The 1960s: Sneaking Out Back Windows
As the 1960s progressed, students began to care less about excuses for “importing” girls and more about lamenting the socially limiting experience of an all-male campus. As rock-and-roll culture infiltrated Princeton and the sexual revolution spread around the country, students viewed the ‘Prince’-Tiger Dance less as a rite of passage and more as a relief from the monotony of life on an all-male campus.
University Vice President and Secretary Robert Durkee ’69 said that campus culture underwent enormous changes just over the course of his four years. From the fall of 1965 to the time he graduated in the spring of 1969, the number of public school students and students of color at the University grew dramatically.
“The country was very different in the spring of ’69 than it had been in the fall of ’65, and all that was reflected here on campus,” Durkee said. “It was more pronounced here because of the way the demography had changed and the fact that Princeton had well-established social traditions that were not being perpetuated.”
Durkee recalled the 1967 dance, which featured rock-and-roll group Sam the Sham and the Pharaohs, famous for their hit “Little Red Riding Hood.” Three women called the Shamettes traveled and performed with the group, providing backup dancing — often in cages — and vocals.
The women had been classmates of Durkee’s at New Dorp High School in Staten Island, and the ‘Prince’ published an interview with them in the next week’s paper.
“I had a certain amount of stature that night because I knew the Shamettes,” Durkee said.
By the mid-1960s, the “subdued atmosphere” indicative of the “preppy era” that Price described had disappeared entirely.
“It was loud, raucous, pretty traditional late-’60s rock-and-roll dancing,” John Balckom ’69 said. As the drinking age in New Jersey at the time was 18, Balckom said, many people bought liquor on Nassau Street and brought it into the dance.
Women still were not allowed in the dorms, and Durkee recalled an entire “cottage industry” that existed in town to cater to this inconvenience. Homes in town would provide cots for female guests to sleep on for the night after the dance. But by the late 1960s, Balckom said, he and many of his friends chose to simply disregard the rule rather than putting in so much effort to find accommodation for their dates.
“Women technically weren’t allowed in the dorms, even though they were there all the time,” Balckom said, noting that roommates and friends would advise couples when proctors were approaching. “My now-wife and I on one or two occasions escaped out back windows. Word passed very quickly despite the absence of Internet.”
But as a result of the cultural changes the campus was undergoing, the ‘Prince’-Tiger Dance waned in popularity by the late 1960s. Even the dance planning committee disregarded the old traditions of the dance; for the 1968 installment, the dance committee encouraged costumes and discouraged formal dress and invited all attendees down to the pool for a midnight swim.

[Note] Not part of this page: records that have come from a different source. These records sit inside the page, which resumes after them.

PR #107, opened 2016-01-15
Create Option class for working with options

davydovanton:
I found [this TODO](https://github.com/lotus/model/blob/master/lib/lotus/model/configuration.rb#L265-L268) and I decided to do it.

### DIFF
--- a/lib/lotus/utils/options.rb
+++ b/lib/lotus/utils/options.rb
@@ -1,0 +1,33 @@
+require 'lotus/utils/hash'
+
+module Lotus
+  module Utils
+    # This class provides methods for options.
+    #
+    # @since x.x.x
+    class Options < Lotus::Utils::Hash
+      # Check options on included key or keys
+      #
+      # @param keys [Symbol] the specific key or keys.
+      #
+      # @return [NilClass] if options contain a keys.
+      #
+      # @raise [ArgumentError] if options not contain a keys.
+      #
+      # @since x.x.x
+      #
+      # @example
+      #   require 'lotus/utils/class'
+      #
+      #   options = Lotus::Utils::Options.new(foo: :bar)
+      #
+      #   options.check_keys(:foo) # => nil
+      #   options.check_keys(:foo, :baz) # => raises ArgumentError
+      def check_options!(*keys)
+        keys.each do |key|
+          raise ArgumentError.new("missing keyword: #{key}") unless self.keys.include?(key)
+        end
+      end
+    end
+  end
+end
--- a/test/options_test.rb
+++ b/test/options_test.rb
@@ -1,0 +1,26 @@
+require 'test_helper'
+require 'lotus/utils/options'
+
+describe Lotus::Utils::Options do
+  let(:options) { Lotus::Utils::Options.new(foo: :bar) }
+
+  describe '#check_options!' do
+    describe 'when options contain keys' do
+      it 'does not raise exeption' do
+        -> {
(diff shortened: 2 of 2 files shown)


lib/lotus/utils/options.rb
```diff
@@ -0,0 +1,33 @@
+require 'lotus/utils/hash'
+
+module Lotus
+  module Utils
+    # This class provide methods for options.
+    #
+    # @since x.x.x
+    class Options < Lotus::Utils::Hash
+      # Check options on inclided key or keys
```
joneslee85: s/inclided/included

lib/lotus/utils/options.rb
```diff
@@ -0,0 +1,33 @@
+require 'lotus/utils/hash'
+
+module Lotus
+  module Utils
+    # This class provide methods for options.
```
joneslee85: s/provide/provides

davydovanton:
@joneslee85 thanks for catch! fixed.

test/options_test.rb
```diff
@@ -0,0 +1,24 @@
...
+          options.check_options!(:foo)
+        }.must_be_silent
+      end
+    end
+
+    describe 'when options not contain a keys' do
+      it 'raises exeption' do
+        -> {
+          options.check_options!(:baz, :foobar)
+        }.must_raise(ArgumentError)
```
joneslee85: can you please also check the exception message?

test/options_test.rb
```diff
@@ -0,0 +1,24 @@
+require 'test_helper'
+require 'lotus/utils/options'
+
+describe Lotus::Utils::Options do
+  let(:options) { Lotus::Utils::Options.new(foo: :bar) }
+
+  describe '#check_options!' do
+    describe 'when options contain a keys' do
```
joneslee85: keys is a plural, I think you should remove 'a' or the 's'

test/options_test.rb
```diff
@@ -0,0 +1,24 @@
...
+      it 'not raises exeption' do
```
joneslee85: s/not/does not

joneslee85: s/raises/raise

davydovanton:
@joneslee85 I added test for error message. Fixed grammar :tada:

joneslee85:
@davydovanton thanks for the PR. Ruby 2.0 will be EOL on Feb 16th 2016, that also means Lotus will be able to use `kwargs`. Taking into the fact that it is pretty close now, I am questioning if we still need this util method.

joneslee85:
cc @jodosha

davydovanton:
@joneslee85 interesting question. So I see two reasons why these changes are helpful:
1. These changes help to avoid duplication of code now
2. We can change this code to `kwargs` method faster in future

jodosha:
@davydovanton Yes, @joneslee85 is right. For that specific use case linked by you, it isn't needed anymore. Can you please check the other similar cases? Thank you!

davydovanton:
so, yes I think this class will be helpful only for old ruby version without kwargs.

jodosha:
@davydovanton Okay, thanks for this PR in the first place and thanks for checking the other use cases. :smile: Soon we'll support only Ruby versions that implements kwargs. Fro this reason I'm closing this. Thank you again :dog:

davydovanton:
No problem :)
I happy to help :)

jodosha:
@davydovanton :)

“The frat party stuff was out and counterculture was in at that particular time,” Henry Asbil ’69 said. “There was a big transition in terms of the anti-Vietnam War movement and much less interest among at least a quarter to a half of the class in those traditional fraternity-like parties.”

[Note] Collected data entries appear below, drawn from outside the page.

PR #108, opened 2016-01-18
Create simple template class. Fix DRY in view and mailer modules

davydovanton:
in view:
https://github.com/lotus/view/blob/master/lib/lotus/view/template.rb

in mailer:
https://github.com/lotus/mailer/blob/master/lib/lotus/mailer/template.rb

### DIFF
--- a/lib/lotus/utils/template.rb
+++ b/lib/lotus/utils/template.rb
@@ -1,0 +1,53 @@
+require 'tilt'
+
+module Lotus
+  module Utils
+    # A logic-less template.
+    #
+    # @api private
+    # @since 0.1.0
+    class Template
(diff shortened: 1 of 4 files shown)


jodosha:
@davydovanton Thanks for this PR, but `lotus-utils` shouldn't have any runtime dependency, unless it's for a feature that we want to offer. This proposal just introduces a way to DRY code across frameworks, which doesn't justify the add of this gem.

This framework can be used as inflector, or for service objects from other Ruby apps, which don't need to install `tilt` for pluralize some strings.

Closing this :wink:

davydovanton:
no problem, thanks for review! :blush:

PR #111, opened 2016-01-23
do not pass the block to `String#chars`

y-yagi:
Since Ruby 2.0.0, `String#chars` returns an array instead of an enumerator. Passing a block is deprecated.

ref: https://github.com/ruby/ruby/commit/3f9b0936aa846bdf6984019ca40bc629fe05d929

### DIFF
--- a/lib/hanami/utils/escape.rb
+++ b/lib/hanami/utils/escape.rb
@@ -423,7 +423,7 @@ module Hanami
 
         result = SafeString.new
 
-        input.chars do |chr|
+        input.each_char do |chr|
           result << HTML_CHARS.fetch(chr, chr)
         end
 
@@ -456,7 +456,7 @@ module Hanami
 
         result = SafeString.new
 
-        input.chars do |chr|
+        input.each_char do |chr|
           result << encode_char(chr, HTML_ATTRIBUTE_SAFE_CHARS)
         end
 


joneslee85:
@y-yagi LGTM :+1:

jodosha:
@y-yagi Thanks for this PR, I wasn't aware of this deprecation :smile: 

Quoting [Ruby Docs](http://ruby-doc.org/core-2.2.0/String.html#method-i-chars) for `String#chars`:

> Returns an array of characters in `str`. This is a shorthand for `str.each_char.to_a`.

> If a block is given, which is a deprecated form, works the same as `each_char`.

---

It's inefficient to create an array by iterating the chars and then iterating them again. We should use `#each_char` instead of `chars.each`.

Please have a look at this [benchmark](https://gist.github.com/jodosha/42fae9b05c1a819323f3):

```
Calculating -------------------------------------
          chars.each     4.238k i/100ms
           each_char     5.022k i/100ms
-------------------------------------------------
          chars.each     48.040k (±46.1%) i/s -    194.948k
           each_char     62.546k (±42.9%) i/s -    210.924k in   5.262923s

Comparison:
           each_char:    62546.1 i/s
          chars.each:    48039.9 i/s - 1.30x slower
```

---

Would you please update the PR, by using `#each_char` instead? Thank you :+1:

y-yagi:
@jodosha Thanks for the review and detailed description!

`#each_char` looks good. I updated to use `#each_char`. Thanks.

jodosha:
@y-yagi Thank you very much! :+1:

PR #112, opened 2016-01-26
Allow logger to accept a device

davydovanton:
This is first step for all logger issues like https://github.com/hanami/hanami/issues/481.

/cc @jodosha

### DIFF
--- a/lib/hanami/logger.rb
+++ b/lib/hanami/logger.rb
@@ -5,7 +5,7 @@ module Hanami
   # Hanami logger
   #
   # Implement with the same interface of Ruby std lib `Logger`.
-  # It uses `STDOUT` as output device.
+  # It uses `STDOUT`, `STDERR`, file name or open file as output device.
   #
   #
   #
@@ -67,6 +67,13 @@ module Hanami
   #
   #   Hanami::Logger.new('FOO').info('Hello')
   #   # => I, [2015-01-10T21:55:12.727259 #80487]  INFO -- [FOO] : Hello
+  #
+  # @example Write to file
+  #   require 'hanami'
+  #
+  #   Hanami::Logger.new(log_device: 'logfile.log').info('Hello')
+  #   # in logfile.log
+  #   # => I, [2015-01-10T21:55:12.727259 #80487]  INFO -- [FOO] : Hello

The Class of 1969, the final all-male class in Princeton’s history, was also the last to experience a ‘Prince’-Tiger Dance for all four years. In the fall after they graduated, the ‘Prince’ Editorial Board announced its support for a moratorium on the dance and for the March on Washington to protest the Vietnam War.

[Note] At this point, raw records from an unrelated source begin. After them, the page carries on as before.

PR #116, opened 2016-02-01
Utils::Hash #symbolize! and #stringify! supporst nested Utils::Hash values

thhermansen:
Hi,

This pull request adds support for `symbolize!` and `stringify!`with nested `Hanami::Utils::Hash` as values.

I'm not sure if there is a reason not to do this, or maybe there are a better way of implementing this. For instance: [ActiveSupport::TimeWithZone](https://github.com/rails/rails/blob/0e528b626cb164153dea45b4528888ef663cad83/activesupport/lib/active_support/time_with_zone.rb#L334) do override `is_a?` so it returns `true` when asked if `time_with_zone.is_a? Time`. Some tests broke when went this way with `Utils::Hash`.

### DIFF
--- a/lib/hanami/utils/hash.rb
+++ b/lib/hanami/utils/hash.rb
@@ -65,7 +65,7 @@ module Hanami
       def symbolize!
         keys.each do |k|
           v = delete(k)
-          v = Hash.new(v).symbolize! if v.is_a?(::Hash)
+          v = Hash.new(v).symbolize! if v.is_a?(::Hash) || v.is_a?(::Hanami::Utils::Hash)
 
           self[k.to_sym] = v
         end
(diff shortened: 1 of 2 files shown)


davydovanton:
LGTM :+1:

joneslee85:
:+1:

jodosha:
@thhermansen This looks good, how did you noticed this? By using params?

thhermansen:
Hi!

No, If I remember correctly I think I loaded a JSON column from postgres and all keys were strings. Some values in the JSON was a new JSON object, thus became a new ruby hash and in total a nested Hash in Ruby.

I wanted all keys to be symbols for easier access and tried using `Utils::Hash#symbolize` to accomplish this.

jodosha:
@thhermansen Merged in master. Thank you! :+1:

thhermansen:
No worries, I'm the one who should be thanking you and the Hanami team :)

Since the demonstration took place on the traditional Big Three weekend, the Editorial Board withdrew its support for the dance.
No dance was held in 1969, and student interest never proved strong enough for a revival. Though the ‘Prince’-Tiger Dance was an institution founded and upheld by generations of the publications’ managing boards, the class governments are now looking to build on its history to do what the annual event occasionally did — but traditionally did not — do: bring the entire student body together for a shared evening.